If you look at the Book of Mormon, if you just- if you wanted to read it just as a text about race you actually would find some remarkable things. You would find the division of the races possibly being pretty superficial. It may deal simply with lifestyle where you have one- they become a race, the Lamanites living outside as savages, and you have kind of an ‘indoor people’. Hugh Nibley talks about this a little bit in some of his books. But eventually it becomes a full-fledged two races opposed to each other but it’s not real hard for the races to shift sides and then we get the righteous dark-skinned people, righteous Lamanites, the people of Ammon–some remarkable things, Samuel the Lamanite.
And there’s no mention of- ‘and his skin turned color’ but the curse is not there and there is mention of “they became a righteous people” (Alma 19:35) and they were no longer cursed. My interpretation is that the curse in the separation from God is lifted and the greatest example is in 4 Nephi where there are no -ites3 among them. They’re of one heart and of one mind, all together in Christ and what changes it? Exactly what we know will change it–they return to their divisions.
They return to the rich being very proud of their wealth; the poor becoming downtrodden and the -ites come back. There’s a whole scripture that goes through the new -ites, the new divisions that we will have and ultimately it ends in the destruction of one of the peoples–not the utter destruction but pretty close.
Probably the greatest theme- I think my very favorite scripture that I remember teaching in Spanish many years ago in Mexico that says, it’s in the very last of the Book of Mormon quoting Isaiah:
And awake, and arise from the dust … and put on thy beautiful garments … that thou mayest no more be confounded, that the covenants of the Eternal Father which he hath made unto thee, O house of Israel, may be fulfilled. (Moroni 10:31)
Those covenants are not race specific, they are righteousness specific; those who choose to follow God will be a chosen people. And then the next verse says, “Yea, come unto Christ, and be perfected in him”, and so the invitation goes out to all and of course we’ve already–in 2 Nephi 26–we’ve already had the scripture “all are alike unto God” and all are invited to partake “black and white, bond and free, male and female; and he remembereth the heathen” and all are alike unto God. (verse 33) It becomes thematic throughout the whole Book of Mormon.
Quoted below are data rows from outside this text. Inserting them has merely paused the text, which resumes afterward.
PR #11798, opened 2026-02-14
fix: Restricted Read: /System is too permissive for macOS platform de…

leoshimo-oai:
…fault

Update the list of platform defaults included for `ReadOnlyAccess`.

When `ReadOnlyAccess::Restricted::include_platform_defaults` is `true`, the policy defined in `codex-rs/core/src/seatbelt_platform_defaults.sbpl` is appended to enable macOS programs to function properly.


viyatb-oai (approved):

leoshimo-oai:
recheck

owenlin0 (approved):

So then we get to deal with our own history and I’m not going to go into- I think Armand Mauss is going to be talking a lot about the origins of the priesthood restriction. He’ll be doing that tomorrow. I’m not going to talk about that; we can maybe field a couple of questions. My co-author will field questions with me at the right time. But I want to tell you about these people. I want to tell you about the remarkable faith of the people that we have come to know.
The research for these books has been really, I would call it, miraculous. We just would have things drop into our laps. Darius met a man in a temple who said, ‘You’re working on those books about the black pioneers.’ There’s this black man, some of you may have heard of Abner Howell–if you’ve read our third book you’ve heard of him. He said, ‘He left me all of his life’s possessions, his patriarchal blessing, a letter from LeGrand Richards,’ you know remarkable things, ‘would you like those?’
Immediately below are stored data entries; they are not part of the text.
PR #11811, opened 2026-02-14
fix update info for brew

xl-openai:
Check /opt/homebrew first.

### DIFF
--- a/codex-rs/tui/src/update_action.rs
+++ b/codex-rs/tui/src/update_action.rs
@@ -48,14 +48,14 @@ fn detect_update_action(
     managed_by_npm: bool,
     managed_by_bun: bool,
 ) -> Option<UpdateAction> {
-    if is_macos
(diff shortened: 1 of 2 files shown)


joshka-oai (approved):

codex-rs/tui/src/update_action.rs
```diff
@@ -48,13 +48,13 @@ fn detect_update_action(
     managed_by_npm: bool,
     managed_by_bun: bool,
 ) -> Option<UpdateAction> {
-    if managed_by_npm {
+    if is_macos && current_exe.starts_with("/opt/homebrew") {
```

And he came to my office where Darius and I were working and turned all of them over to us. Elder Marion D. Hanks took us through his house and just started pulling books off the shelves, ‘I think you could use this, a book by John A. Widtsoe typewritten. I don’t know if there is another copy in the world about his research on the issue.’ And then a tape, made by a remarkable man who I’m going to tell you about later, Len Hope.
Over and over we would have these experiences, you know, a sudden email contact from somebody who apparently needed their story told or an ancestor’s story. Somebody taking us aside and saying, ‘I’ve got all of these artifacts of Green Flake and did you know that my great-grandfather was at this pioneer appreciation day where Green Flake spoke and I have the words.’
All of a sudden we’re accessing stuff that I’ve never seen any place else and it really was the windows of heaven. It has been an absolutely remarkable project.
So let me tell you about- let’s move on to the next one, you’ve seen Elijah, I think the big thing I want you to notice about him is his race. Anybody have any questions? Is there a chance that he’s white? Probably not. Is this just somebody’s depiction? I actually talked to Richard Van Wagoner who helped write A Book of Mormons with Steve Walker and said, ‘Where did you get that?’ And he said, ‘We found it in a museum. The paper appears to be appropriately time-dated, we think this is an official likeness of Elijah Abel.’ We know from census records that he was listed either as black or as mulatto, but certainly he was of African descent. There really was no question of that.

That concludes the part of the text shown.